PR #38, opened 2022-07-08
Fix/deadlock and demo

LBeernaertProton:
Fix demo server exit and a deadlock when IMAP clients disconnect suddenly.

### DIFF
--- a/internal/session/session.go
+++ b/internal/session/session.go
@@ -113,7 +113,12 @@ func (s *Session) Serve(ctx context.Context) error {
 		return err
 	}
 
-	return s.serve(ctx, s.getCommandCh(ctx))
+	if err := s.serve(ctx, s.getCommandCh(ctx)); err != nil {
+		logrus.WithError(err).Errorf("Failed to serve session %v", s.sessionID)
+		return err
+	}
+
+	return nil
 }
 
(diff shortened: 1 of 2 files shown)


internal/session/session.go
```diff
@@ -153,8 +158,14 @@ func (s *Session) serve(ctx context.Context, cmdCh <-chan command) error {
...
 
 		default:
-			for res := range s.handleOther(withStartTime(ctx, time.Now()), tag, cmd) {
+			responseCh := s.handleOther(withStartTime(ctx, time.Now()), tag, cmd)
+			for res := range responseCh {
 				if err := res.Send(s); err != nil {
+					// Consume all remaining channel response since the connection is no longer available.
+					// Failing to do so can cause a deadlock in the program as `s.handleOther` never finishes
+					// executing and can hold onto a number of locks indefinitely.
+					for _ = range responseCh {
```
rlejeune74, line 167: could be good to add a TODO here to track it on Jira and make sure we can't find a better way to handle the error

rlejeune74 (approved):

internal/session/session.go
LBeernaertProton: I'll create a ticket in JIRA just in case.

——————

# What to work on
From the first line of the data above through the line containing "(diff shortened: 1 of 2 files shown)", set each line down again exactly; include both ends and omit everything else.

# Result
PR #38, opened 2022-07-08
Fix/deadlock and demo

LBeernaertProton:
Fix demo server exit and a deadlock when IMAP clients disconnect suddenly.

### DIFF
--- a/internal/session/session.go
+++ b/internal/session/session.go
@@ -113,7 +113,12 @@ func (s *Session) Serve(ctx context.Context) error {
 		return err
 	}
 
-	return s.serve(ctx, s.getCommandCh(ctx))
+	if err := s.serve(ctx, s.getCommandCh(ctx)); err != nil {
+		logrus.WithError(err).Errorf("Failed to serve session %v", s.sessionID)
+		return err
+	}
+
+	return nil
 }
 
(diff shortened: 1 of 2 files shown)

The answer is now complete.